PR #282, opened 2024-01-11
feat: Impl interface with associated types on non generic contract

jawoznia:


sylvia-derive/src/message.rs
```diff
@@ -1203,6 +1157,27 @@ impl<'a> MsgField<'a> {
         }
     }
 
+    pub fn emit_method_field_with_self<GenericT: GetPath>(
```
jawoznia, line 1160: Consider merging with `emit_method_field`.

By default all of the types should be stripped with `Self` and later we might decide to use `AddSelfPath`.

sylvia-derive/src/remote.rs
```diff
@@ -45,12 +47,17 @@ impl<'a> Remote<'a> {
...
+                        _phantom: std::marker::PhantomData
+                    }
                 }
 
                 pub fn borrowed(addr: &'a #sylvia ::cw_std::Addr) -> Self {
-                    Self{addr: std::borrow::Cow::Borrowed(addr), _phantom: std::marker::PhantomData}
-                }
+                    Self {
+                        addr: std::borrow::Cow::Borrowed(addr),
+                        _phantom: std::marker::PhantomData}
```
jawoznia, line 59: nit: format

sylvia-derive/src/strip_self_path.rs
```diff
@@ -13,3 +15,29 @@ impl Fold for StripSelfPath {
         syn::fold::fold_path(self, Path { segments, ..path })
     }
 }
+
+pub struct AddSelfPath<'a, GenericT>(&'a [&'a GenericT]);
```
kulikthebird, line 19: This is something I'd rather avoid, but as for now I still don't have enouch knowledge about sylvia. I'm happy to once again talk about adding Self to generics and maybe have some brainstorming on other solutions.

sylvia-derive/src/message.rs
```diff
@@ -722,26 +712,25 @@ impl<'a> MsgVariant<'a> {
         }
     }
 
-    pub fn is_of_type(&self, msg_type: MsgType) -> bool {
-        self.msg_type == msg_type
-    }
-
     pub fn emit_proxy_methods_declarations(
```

++++++++

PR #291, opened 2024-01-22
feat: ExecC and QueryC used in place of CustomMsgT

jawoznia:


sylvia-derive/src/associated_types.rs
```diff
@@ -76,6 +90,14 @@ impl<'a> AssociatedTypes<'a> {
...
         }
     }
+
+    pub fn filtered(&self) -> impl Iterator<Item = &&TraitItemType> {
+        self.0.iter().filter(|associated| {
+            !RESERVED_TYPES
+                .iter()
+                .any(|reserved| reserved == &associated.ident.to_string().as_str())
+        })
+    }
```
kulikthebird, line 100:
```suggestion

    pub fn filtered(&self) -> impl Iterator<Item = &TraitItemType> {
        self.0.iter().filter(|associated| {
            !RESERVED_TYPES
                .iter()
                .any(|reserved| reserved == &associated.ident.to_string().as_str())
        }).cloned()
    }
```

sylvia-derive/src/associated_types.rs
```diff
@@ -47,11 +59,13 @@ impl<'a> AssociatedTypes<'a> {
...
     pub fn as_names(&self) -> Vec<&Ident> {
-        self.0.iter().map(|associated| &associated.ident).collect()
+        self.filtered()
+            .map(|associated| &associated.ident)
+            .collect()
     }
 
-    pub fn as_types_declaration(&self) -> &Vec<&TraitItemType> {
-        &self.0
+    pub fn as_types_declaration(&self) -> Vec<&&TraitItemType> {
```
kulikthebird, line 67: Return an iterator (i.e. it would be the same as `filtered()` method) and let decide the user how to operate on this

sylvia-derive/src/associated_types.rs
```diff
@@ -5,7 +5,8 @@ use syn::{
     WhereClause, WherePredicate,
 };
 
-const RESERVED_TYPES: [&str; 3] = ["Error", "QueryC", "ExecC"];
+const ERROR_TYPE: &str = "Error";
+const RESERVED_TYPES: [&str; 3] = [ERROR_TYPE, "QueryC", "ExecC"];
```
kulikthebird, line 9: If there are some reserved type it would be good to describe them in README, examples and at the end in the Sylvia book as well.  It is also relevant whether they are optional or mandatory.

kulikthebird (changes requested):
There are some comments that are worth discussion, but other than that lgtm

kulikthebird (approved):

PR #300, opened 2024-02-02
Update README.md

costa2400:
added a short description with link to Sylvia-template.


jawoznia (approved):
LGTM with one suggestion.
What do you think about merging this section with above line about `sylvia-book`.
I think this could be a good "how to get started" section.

++++++++

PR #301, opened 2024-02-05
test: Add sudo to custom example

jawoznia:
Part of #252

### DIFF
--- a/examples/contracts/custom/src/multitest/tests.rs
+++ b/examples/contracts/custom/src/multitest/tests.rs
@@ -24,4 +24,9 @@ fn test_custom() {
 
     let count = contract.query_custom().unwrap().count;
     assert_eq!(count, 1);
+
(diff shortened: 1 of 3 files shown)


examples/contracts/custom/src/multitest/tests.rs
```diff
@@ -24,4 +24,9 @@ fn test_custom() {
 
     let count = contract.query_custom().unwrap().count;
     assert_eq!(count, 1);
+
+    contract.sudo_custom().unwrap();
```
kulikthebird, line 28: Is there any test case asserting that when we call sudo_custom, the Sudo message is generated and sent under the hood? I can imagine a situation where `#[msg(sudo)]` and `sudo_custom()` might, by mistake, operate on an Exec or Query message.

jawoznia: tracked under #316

++++++++

__WHAT NEEDS TO BE DONE__:
Going back to the entries above, set down exactly the lines that begin at the one with "PR #301, opened 2024-02-05" and end at the one with "jawoznia: tracked under #316", both included, and nothing else.

__RESPONSE AREA__:
PR #301, opened 2024-02-05
test: Add sudo to custom example

jawoznia:
Part of #252

### DIFF
--- a/examples/contracts/custom/src/multitest/tests.rs
+++ b/examples/contracts/custom/src/multitest/tests.rs
@@ -24,4 +24,9 @@ fn test_custom() {
 
     let count = contract.query_custom().unwrap().count;
     assert_eq!(count, 1);
+
(diff shortened: 1 of 3 files shown)


examples/contracts/custom/src/multitest/tests.rs
```diff
@@ -24,4 +24,9 @@ fn test_custom() {
 
     let count = contract.query_custom().unwrap().count;
     assert_eq!(count, 1);
+
+    contract.sudo_custom().unwrap();
```
kulikthebird, line 28: Is there any test case asserting that when we call sudo_custom, the Sudo message is generated and sent under the hood? I can imagine a situation where `#[msg(sudo)]` and `sudo_custom()` might, by mistake, operate on an Exec or Query message.

jawoznia: tracked under #316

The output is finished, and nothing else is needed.